**Problem details:** Read the data below line by line and copy each one with "CMakeLists" in it.

■ ■ ■

PR #801, opened 2022-07-14
Use absolute paths for bullet libraries

johnwason:
Currently the bullet libraries are being included using relative paths, and the linker is finding the wrong libraries in some unexpected paths. This PR uses `find_library()` on each library with the desired path, and includes the libraries as absolute paths.

### DIFF
--- a/tesseract_collision/bullet/CMakeLists.txt
+++ b/tesseract_collision/bullet/CMakeLists.txt
@@ -27,6 +27,14 @@ else()
   set(BULLET_LIBRARY_DIRS_ABS ${BULLET_LIBRARY_DIRS})
 endif()
 
+set(BULLET_LIBRARIES_ABS "")
+foreach(BULLET_LIB IN LISTS BULLET_LIBRARIES)
+  find_library(BULLET_LIB_ABS_${BULLET_LIB} ${BULLET_LIB} PATHS ${BULLET_LIBRARY_DIRS_ABS} NO_DEFAULT_PATH REQUIRED)
+  list(APPEND BULLET_LIBRARIES_ABS "${BULLET_LIB_ABS_${BULLET_LIB}}")
+  message(STATUS "BULLET_LIB=${BULLET_LIB} BULLET_LIB_ABS=${BULLET_LIB_ABS_${BULLET_LIB}}")
+endforeach()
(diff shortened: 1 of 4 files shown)


tesseract_collision/bullet/CMakeLists.txt
```diff
@@ -27,6 +27,14 @@ else()
   set(BULLET_LIBRARY_DIRS_ABS ${BULLET_LIBRARY_DIRS})
 endif()
 
+set(BULLET_LIBRARIES_ABS "")
```
Levi-Armstrong, line 30: Does the code above not produce absolute paths?

johnwason: No, that just changes the include directory. The libraries themselves are still without a path, and that was causing a lot of problems because it was finding them in the wrong place. Without the current changes, it wasn't even searching the directory specified by the bullet path because there was no `link_directories()` call.

johnwason: This is the content of `BulletConfig.cmake`

```cmake
set ( BULLET_FOUND 1 )
set ( BULLET_USE_FILE     "lib/cmake/bullet/UseBullet.cmake" )
set ( BULLET_DEFINITIONS  "-DBT_USE_DOUBLE_PRECISION" )
set ( BULLET_INCLUDE_DIR  "include/bullet" )
set ( BULLET_INCLUDE_DIRS "include/bullet" )
set ( BULLET_LIBRARIES    "LinearMath;Bullet3Common;BulletInverseDynamics;BulletCollision;BulletDynamics;BulletSoftBody" )
set ( BULLET_LIBRARY_DIRS "lib" )
set ( BULLET_ROOT_DIR     "C:/ws/tesseract_noetic_ci/tesseract_ws/install_isolated" )
set ( BULLET_VERSION_STRING "3.25" )
```

`BULLET_LIBRARIES` does not include a path, so it basically searches the filesystem.

Levi-Armstrong:
I think we should add a macro to tesseract_macros which locates bullet and creates a target which is used. I will see if I can move this into tesseract_macros.cmake

Levi-Armstrong:
Incorporated into PR #803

■ ■ ■

**Final answer:**
--- a/tesseract_collision/bullet/CMakeLists.txt
+++ b/tesseract_collision/bullet/CMakeLists.txt
tesseract_collision/bullet/CMakeLists.txt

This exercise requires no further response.